In 1984 French Polynesia’s powers of self-government were enhanced by the passage of the Statute of
Autonomy. This allowed French Polynesia to have its own flag and anthem alongside the emblems of the
French Republic. The President also acquired chief executive powers and new areas of responsibility.
The regulatory powers of the Council of Ministers were extended as well. Since 1984 French Polynesia
has celebrated Autonomy Day on 29 June, although the date is not without controversy, being also that of
French Polynesia’s annexation by France.
Further revisions were made to the Statute in April 1996, transferring additional responsibilities over to
French Polynesia (eg territorial budget, health, primary education, social welfare, public works,
agriculture) as well as a greater say over external trade, international airline and shipping links,
exploitation of lagoon and EEZ marine resources, and the possibility of negotiating specified regional or
international agreements. The French constitution is currently being amended to provide for
decentralisation of competencies from the centre to the departments and to overseas “communities.”
Economic Situation
French Polynesia’s economy is characterised by a narrow export base and its dependency on French
financial aid. The high reliance on France as a critical source of income has distorted the economy,
creating a high cost of living (with a growing income disparity), an inflated public sector, high wage costs
and a decline in primary production.
French Nuclear Testing
In June 1996, France ended thirty years of nuclear testing in the atolls of Mururoa and Fangataufa. The
testing sites have since been dismantled, the surrounding military structure disbanded, and only a small
contingent remains stationed on Mururoa for purposes of radiological monitoring.

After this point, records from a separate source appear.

PR #417, opened 2026-02-01
test(fuse): add tests for fuse pipeline stages

### LINKED ISSUE #348: Testing fuse pipeline
11 fusion stages in `ragu_pcd/src/fuse/` have no dedicated tests.

LucidSamuel:
Closes #348

### DIFF
--- a/crates/ragu_pcd/src/fuse/mod.rs
+++ b/crates/ragu_pcd/src/fuse/mod.rs
@@ -308,7 +308,11 @@ mod tests {
             let output_value = output.value().map(|v| *v);
             let output_enc = Encoded::from_gadget(output);
 
-            Ok(((left_enc, right_enc, output_enc), output_value.clone(), output_value))
+            Ok((
+                (left_enc, right_enc, output_enc),
+                output_value.clone(),
+                output_value,
+            ))
         }
     }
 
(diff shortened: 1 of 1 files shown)


TalDerei (changes requested):
the issue asked for dedicated tests for all 11 fuse stages, but this PR covers 6 of 11 with only narrow commitment-binding checks, and leaves 5 stages (`s_prime, error_n, f, eval, circuits / compute_internal_circuits`) exercised only by the smoke test. we should: 

- collapse the 6 commitment tests into one test that asserts all commitment bindings on a single fused proof                                                                                                                                      
- add commitment-binding assertions for the 5 missing stages (`s_prime, error_n, f, eval, circuits`)                   
- maybe also separately check other properties like p evaluation claim, FS transcript replay, nested commitment binding, etc. (maybe part of https://github.com/tachyon-zcash/ragu/pull/498 which can check "does the verifier catch corrupted P evaluations, corrupted transcript challenges, corrupted nested commitments."),                                                                                                           
- remove `fuse_completes_without_error` — already covered by `nontrivial::various_merging_operations`                                                                                                                                                 
- consider whether these tests belong in `fuse/mod.rs` at all, or should just extend `nontrivial.rs` using the existing fixtures   

noticed also that internal recursion circuits (`hashes_1, hashes_2, partial_collapse, full_collapse, compute_v`) have no dedicated tests and we don't have an issue tracking that. that should be tracked in a separate issue.

TalDerei:
thanks for working on this! closing for now in favor of revisiting later as a more comprehensive proptest.

PR #424, opened 2026-02-03
docs: add inline docs for revdot claims, proof layout, and polynomial structure

LucidSamuel:
Note: I made these intentionally concise inline docs for dev context and thinking of adding the full conceptual derivations (revdot, t(X,z), structured layout) in the book. confirming if this is useful so I can open a follow‑up issue for that.

### DIFF
--- a/crates/ragu_circuits/src/polynomials/mod.rs
+++ b/crates/ragu_circuits/src/polynomials/mod.rs
@@ -41,7 +41,15 @@ pub trait Rank:
         Self::RANK - 2
     }
 
-    /// Computes the coefficients of $$t(X, z) = -\sum_{i=0}^{n - 1} X^{4n - 1 - i} (z^{2n - 1 - i} + z^{2n + i})$$ for some $z \in \mathbb{F}$.
+    /// Computes the coefficients of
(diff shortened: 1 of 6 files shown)


crates/ragu_circuits/src/polynomials/mod.rs
```diff
@@ -57,7 +64,12 @@ pub trait Rank:
         tmp
     }
 
-    /// Computes the coefficients of $$t(x, Z) = -\sum_{i=0}^{n - 1} x^{4n - 1 - i} (Z^{2n - 1 - i} + Z^{2n + i})$$ for some $x \in \mathbb{F}$.
+    /// Computes the coefficients of
+    /// $$t(x, Z) = -\sum_{i=0}^{n - 1} x^{4n - 1 - i} (Z^{2n - 1 - i} + Z^{2n + i})$$
+    /// for some $x \in \mathbb{F}$.
+    ///
+    /// This is the symmetric counterpart to [`Rank::tz`] and is used to
+    /// evaluate the same polynomial when the roles of `x` and `z` are flipped.
```
ebfull: Hm, this isn't an entirely natural way for me to read a description of such a polynomial relationship. `x` and `z` don't really have roles; they vary here in another quality (their variance).

ebfull (changes requested):

PR #428, opened 2026-02-05
chore: add CLAUDE.md for sharing

alxiong:
As per [claude's doc ](https://code.claude.com/docs/en/best-practices?search=share#write-an-effective-claude-md)recommends: 

> You can place CLAUDE.md files in several locations:
> - Home folder (~/.claude/CLAUDE.md): Applies to all Claude sessions
> - Project root (./CLAUDE.md): Check into git to share with your team, or name it CLAUDE.local.md and .gitignore it

This is my current instructions, some `/init` generated, some manually summarized by my experience of getting PR review from Sean and Tal. 

Don't need to merge if we don't want to force upon everyone. But feel free to pick piecemeal section (such as "documentation style") from it.

### DIFF
--- a/CLAUDE.md
+++ b/CLAUDE.md
@@ -24,6 +24,18 @@ cargo test --all-features <test_name>
 - `just bench` - Auto-detects platform (Linux native, macOS uses Docker)
 - macOS benchmarks run in Docker with valgrind for profiling
 
+### Worktree Setup
+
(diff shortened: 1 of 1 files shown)


ebfull:
I think the `CLAUDE.md` files are supposed to be limited in scope, since every token counts and it is injected into every context. My picky standards stuff seems like it should be some kind of agent or skill or something.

French Polynesia is adjusting to a reduced inflow of French funds. Easing this adjustment is a ten-year
funding package of NZ$300 million a year, 1996-2005, calculated to compensate the Territory for testingrelated spending and targeted at encouraging greater economic self-sufficiency. This French aid package
is in addition to the 1994-2003 Pact of Progress (NZ$1 billion in the first five years), since extended to
2006, designed to compensate for the earlier 1992-1995 testing moratorium. The rewewed
“Reconversion Fund” was signed in October 2002 by Prime Minister Raffarin and President Flosse,
continuing indefinitely the transfer of 150 million euros per annum to French Polynesia
Foreign Relations
Under the French Constitution, France is responsible for conducting foreign relations on behalf of French
Polynesia. France represents French Polynesia in international bodies such as the United Nations and the
World Trade Organisation (WTO).
However, French Polynesia’s regional links in the Pacific have been growing in recent years to reflect its
constitutional status as an autonomous territory.